=== Exercise brief ===
The records are given next. Repeat each one exactly.

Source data
--- START ---
Issue #156, opened 2013-10-11
One-time use categorical sampler


malmaud:
Say I have an unnormalized vector of probabilities p, and want to take a single sample from the categorical distribution parameterized by p. Would I be correct in thinking that

``` julia
rand(Categorical(p/sum(p)))
```

is relatively inefficient for this case? Is there a method in this package or julia base designed for this case, and if not, would you be interested in having one?

Issue #154, opened 2013-10-02
Exchangeable non-paramatetric distributions


malmaud:
Does this package have support for any of the common Bayesian non-parametric distributions, like the Chinese restaurant restaurant or Indian buffet process? Has thought been put into what the API would look like for representing and sampling from those kinds of stochastic objects?

YSanchezAraujo:
Hi, just wondering if there ever was a package created for this? It seems like RandomProcesses didn't end up being maintained.

PR #891, opened 2019-05-10
Ensure compatibility with SpecialFunctions.jl

Sumegh-git:
Recently following a discussion in [issue #154](https://github.com/JuliaMath/SpecialFunctions.jl/issues/154) a change was made in [PR #156](https://github.com/JuliaMath/SpecialFunctions.jl/pull/156) to rename `lgamma` function into more descriptive `loggamma` and `logabsgamma`. 
This PR ensures compatibility with the latest `SpecialFunctions.jl` functions . Also added a fallback in `deprecations.jl` file to ensure that it works even now, until SpecialFunctions is upgraded.
cc @simonbyrne

### DIFF
--- a/src/deprecates.jl
+++ b/src/deprecates.jl
@@ -1,11 +1,11 @@
 #### Deprecate on 0.6 (to be removed on 0.7)
 
 @Base.deprecate expected_logdet meanlogdet
-if isdefined(SpecialFunctions, :logabsgamma)
-    logabsgamma(x) = (lgamma(x),sign(gamma(x)))
+if !isdefined(SpecialFunctions, :logabsgamma)
+    logabsgamma(x) = SpecialFunctions.lgamma_r(x)
     loggamma(x) = lgamma(x)
 end
-if isdefined(SpecialFunctions, :logabsbeta)
+if !isdefined(SpecialFunctions, :logabsbeta)
     logabsbeta(x, w) = (lbeta(x, w), sign(beta(x, w)))
     logbeta(x, w) = lbeta(x, w)
 end
--- a/src/deprecates.jl
+++ b/src/deprecates.jl
@@ -1,6 +1,10 @@
 #### Deprecate on 0.6 (to be removed on 0.7)
 
 @Base.deprecate expected_logdet meanlogdet
+if isdefined(SpecialFunctions, :logabsgamma)
+    logabsgamma(x) = (lgamma(x),sign(gamma(x)))
+    loggamma(x) = lgamma(x)
+end
 
 function probs(d::DiscreteUnivariateDistribution)
     Base.depwarn("probs(d::$(typeof(d))) is deprecated. Please use pdf(d) instead.", :probs)
--- a/src/deprecates.jl
+++ b/src/deprecates.jl
@@ -5,6 +5,10 @@ if isdefined(SpecialFunctions, :logabsgamma)
     logabsgamma(x) = (lgamma(x),sign(gamma(x)))
     loggamma(x) = lgamma(x)
 end
+if isdefined(SpecialFunctions, :logabsbeta)
+    logabsbeta(x, w) = (lbeta(x, w), sign(beta(x, w)))
+    logbeta(x, w) = lbeta(x, w)
+end
 
 function probs(d::DiscreteUnivariateDistribution)
     Base.depwarn("probs(d::$(typeof(d))) is deprecated. Please use pdf(d) instead.", :probs)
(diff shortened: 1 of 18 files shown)


src/deprecates.jl
```diff
@@ -1,6 +1,14 @@
 #### Deprecate on 0.6 (to be removed on 0.7)
 
 @Base.deprecate expected_logdet meanlogdet
+if isdefined(SpecialFunctions, :logabsgamma)
```
simonbyrne:
```suggestion
if !isdefined(SpecialFunctions, :logabsgamma)
```
(and same below)

src/deprecates.jl
```diff
@@ -1,6 +1,14 @@
...
+    logabsgamma(x) = (lgamma(x),sign(gamma(x)))
```
simonbyrne:
```suggestion
    logabsgamma(x) = SpecialFunctions.lgamma_r(x)
```

src/deprecates.jl
Sumegh-git: Oh !!!!
Very sorry ! Yeah correcting it.

ararslan:
IMO we should just put an upper compatibility bound on SpecialFunctions in the Project.toml, then once the SpecialFunctions release with these changes lands, we can set the version as the lower compatibility bound. Then we don't have to do any of these conditionals.

simonbyrne:
Ah, it looks like one is already there:
https://github.com/JuliaStats/Distributions.jl/blob/f0fd5a80c638544a4ac9888c6fcf1a6d7d956164/Project.toml#L20

Am I correct in saying that it won't then install SpecialFunctions 0.8?

ararslan:
Yes, that's correct, since there is an implicit caret and 0.7 and 0.8 are not considered semver-compatible.

matbesancon:
ping @Sumegh-git, this is still not passing on travis

Sumegh-git:
That happened due to a time-out. The tests have passed. So is there anything I can change to fix that?

matbesancon:
indeed I hadn't seen, I just restarted the failing test. Can you merge master into your branch?

matbesancon:
```julia
  StackOverflowError:
  Stacktrace:
   [1] lgamma_r(::Dual{Nothing,Float64,0}) at /Users/travis/.julia/packages/SpecialFunctions/fvheQ/src/gamma.jl:578 (repeats 80000 times)
```

@Sumegh-git

Sumegh-git:
I didn't get the error? Can you explain once?

matbesancon:
It means the function seems to be recursively calling itself

matbesancon:
ping @Sumegh-git here

tpapp:
I think the above recursive call is coming from 
```julia
float(x) = AbstractFloat(x)
```
in `Base` and `ForwardDiff` not defining `float`, so it just falls back to itself *ad infinitum*.

Something like
```julia
function gamma(x::T) where {T <: Real}
    S = float(T)
    S === T ? throw(MethodError(gamma, x)) : gamma(S(x))
end
```
could work around this.

It would be important to fix this and merge this commit since this is showing up in many places (eg https://github.com/denizyuret/Knet.jl/issues/486)

matbesancon:
ping @Sumegh-git, @simonbyrne to finish this

matbesancon:
Also blocked by https://github.com/JuliaMath/SpecialFunctions.jl/issues/186

oschulz:
I think this is becoming more urgent now. Packages are starting to require SpecialFunctions v0.8 (e.g. Zygote v0.4.0, just released). Since both SpecialFunctions and Distributions are so fundamental, this will probably block a lot of package updates quite soon.

Anything I can do to help/contribute?

matbesancon:
@oschulz yes see the issues referenced above in SpecialFunctions, once v0.8 is patched we can upgrade it

oschulz:
Ah, I see - thanks, @matbesancon!

andreasnoack:
I think what's needed are new definitions in `DiffRules` for `loggamma` and `logabsgamma`. I'll try to fix that.

torfjelde:
I believe I have a solution over at https://github.com/JuliaMath/SpecialFunctions.jl/issues/186#issuecomment-550560982

andreasnoack:
@torfjelde Thanks for linking to your solution. I hadn't seen it. I realized that we should just use `loggamma` in this PR instead of `logabsgamma` since the argument is always positive.

andreasnoack:
Superseded by #1009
--- END ---
=== Output for this exercise ===
Issue #156, opened 2013-10-11
One-time use categorical sampler


malmaud:
Say I have an unnormalized vector of probabilities p, and want to take a single sample from the categorical distribution parameterized by p. Would I be correct in thinking that

``` julia
rand(Categorical(p/sum(p)))
```

is relatively inefficient for this case? Is there a method in this package or julia base designed for this case, and if not, would you be interested in having one?

Issue #154, opened 2013-10-02
Exchangeable non-paramatetric distributions


malmaud:
Does this package have support for any of the common Bayesian non-parametric distributions, like the Chinese restaurant restaurant or Indian buffet process? Has thought been put into what the API would look like for representing and sampling from those kinds of stochastic objects?

YSanchezAraujo:
Hi, just wondering if there ever was a package created for this? It seems like RandomProcesses didn't end up being maintained.

PR #891, opened 2019-05-10
Ensure compatibility with SpecialFunctions.jl

Sumegh-git:
Recently following a discussion in [issue #154](https://github.com/JuliaMath/SpecialFunctions.jl/issues/154) a change was made in [PR #156](https://github.com/JuliaMath/SpecialFunctions.jl/pull/156) to rename `lgamma` function into more descriptive `loggamma` and `logabsgamma`. 
This PR ensures compatibility with the latest `SpecialFunctions.jl` functions . Also added a fallback in `deprecations.jl` file to ensure that it works even now, until SpecialFunctions is upgraded.
cc @simonbyrne

### DIFF
--- a/src/deprecates.jl
+++ b/src/deprecates.jl
@@ -1,11 +1,11 @@
 #### Deprecate on 0.6 (to be removed on 0.7)
 
 @Base.deprecate expected_logdet meanlogdet
-if isdefined(SpecialFunctions, :logabsgamma)
-    logabsgamma(x) = (lgamma(x),sign(gamma(x)))
+if !isdefined(SpecialFunctions, :logabsgamma)
+    logabsgamma(x) = SpecialFunctions.lgamma_r(x)
     loggamma(x) = lgamma(x)
 end
-if isdefined(SpecialFunctions, :logabsbeta)
+if !isdefined(SpecialFunctions, :logabsbeta)
     logabsbeta(x, w) = (lbeta(x, w), sign(beta(x, w)))
     logbeta(x, w) = lbeta(x, w)
 end
--- a/src/deprecates.jl
+++ b/src/deprecates.jl
@@ -1,6 +1,10 @@
 #### Deprecate on 0.6 (to be removed on 0.7)
 
 @Base.deprecate expected_logdet meanlogdet
+if isdefined(SpecialFunctions, :logabsgamma)
+    logabsgamma(x) = (lgamma(x),sign(gamma(x)))
+    loggamma(x) = lgamma(x)
+end
 
 function probs(d::DiscreteUnivariateDistribution)
     Base.depwarn("probs(d::$(typeof(d))) is deprecated. Please use pdf(d) instead.", :probs)
--- a/src/deprecates.jl
+++ b/src/deprecates.jl
@@ -5,6 +5,10 @@ if isdefined(SpecialFunctions, :logabsgamma)
     logabsgamma(x) = (lgamma(x),sign(gamma(x)))
     loggamma(x) = lgamma(x)
 end
+if isdefined(SpecialFunctions, :logabsbeta)
+    logabsbeta(x, w) = (lbeta(x, w), sign(beta(x, w)))
+    logbeta(x, w) = lbeta(x, w)
+end
 
 function probs(d::DiscreteUnivariateDistribution)
     Base.depwarn("probs(d::$(typeof(d))) is deprecated. Please use pdf(d) instead.", :probs)
(diff shortened: 1 of 18 files shown)


src/deprecates.jl
```diff
@@ -1,6 +1,14 @@
 #### Deprecate on 0.6 (to be removed on 0.7)
 
 @Base.deprecate expected_logdet meanlogdet
+if isdefined(SpecialFunctions, :logabsgamma)
```
simonbyrne:
```suggestion
if !isdefined(SpecialFunctions, :logabsgamma)
```
(and same below)

src/deprecates.jl
```diff
@@ -1,6 +1,14 @@
...
+    logabsgamma(x) = (lgamma(x),sign(gamma(x)))
```
simonbyrne:
```suggestion
    logabsgamma(x) = SpecialFunctions.lgamma_r(x)
```

src/deprecates.jl
Sumegh-git: Oh !!!!
Very sorry ! Yeah correcting it.

ararslan:
IMO we should just put an upper compatibility bound on SpecialFunctions in the Project.toml, then once the SpecialFunctions release with these changes lands, we can set the version as the lower compatibility bound. Then we don't have to do any of these conditionals.

simonbyrne:
Ah, it looks like one is already there:
https://github.com/JuliaStats/Distributions.jl/blob/f0fd5a80c638544a4ac9888c6fcf1a6d7d956164/Project.toml#L20

Am I correct in saying that it won't then install SpecialFunctions 0.8?

ararslan:
Yes, that's correct, since there is an implicit caret and 0.7 and 0.8 are not considered semver-compatible.

matbesancon:
ping @Sumegh-git, this is still not passing on travis

Sumegh-git:
That happened due to a time-out. The tests have passed. So is there anything I can change to fix that?

matbesancon:
indeed I hadn't seen, I just restarted the failing test. Can you merge master into your branch?

matbesancon:
```julia
  StackOverflowError:
  Stacktrace:
   [1] lgamma_r(::Dual{Nothing,Float64,0}) at /Users/travis/.julia/packages/SpecialFunctions/fvheQ/src/gamma.jl:578 (repeats 80000 times)
```

@Sumegh-git

Sumegh-git:
I didn't get the error? Can you explain once?

matbesancon:
It means the function seems to be recursively calling itself

matbesancon:
ping @Sumegh-git here

tpapp:
I think the above recursive call is coming from 
```julia
float(x) = AbstractFloat(x)
```
in `Base` and `ForwardDiff` not defining `float`, so it just falls back to itself *ad infinitum*.

Something like
```julia
function gamma(x::T) where {T <: Real}
    S = float(T)
    S === T ? throw(MethodError(gamma, x)) : gamma(S(x))
end
```
could work around this.

It would be important to fix this and merge this commit since this is showing up in many places (eg https://github.com/denizyuret/Knet.jl/issues/486)

matbesancon:
ping @Sumegh-git, @simonbyrne to finish this

matbesancon:
Also blocked by https://github.com/JuliaMath/SpecialFunctions.jl/issues/186

oschulz:
I think this is becoming more urgent now. Packages are starting to require SpecialFunctions v0.8 (e.g. Zygote v0.4.0, just released). Since both SpecialFunctions and Distributions are so fundamental, this will probably block a lot of package updates quite soon.

Anything I can do to help/contribute?

matbesancon:
@oschulz yes see the issues referenced above in SpecialFunctions, once v0.8 is patched we can upgrade it

oschulz:
Ah, I see - thanks, @matbesancon!

andreasnoack:
I think what's needed are new definitions in `DiffRules` for `loggamma` and `logabsgamma`. I'll try to fix that.

torfjelde:
I believe I have a solution over at https://github.com/JuliaMath/SpecialFunctions.jl/issues/186#issuecomment-550560982

andreasnoack:
@torfjelde Thanks for linking to your solution. I hadn't seen it. I realized that we should just use `loggamma` in this PR instead of `logabsgamma` since the argument is always positive.

andreasnoack:
Superseded by #1009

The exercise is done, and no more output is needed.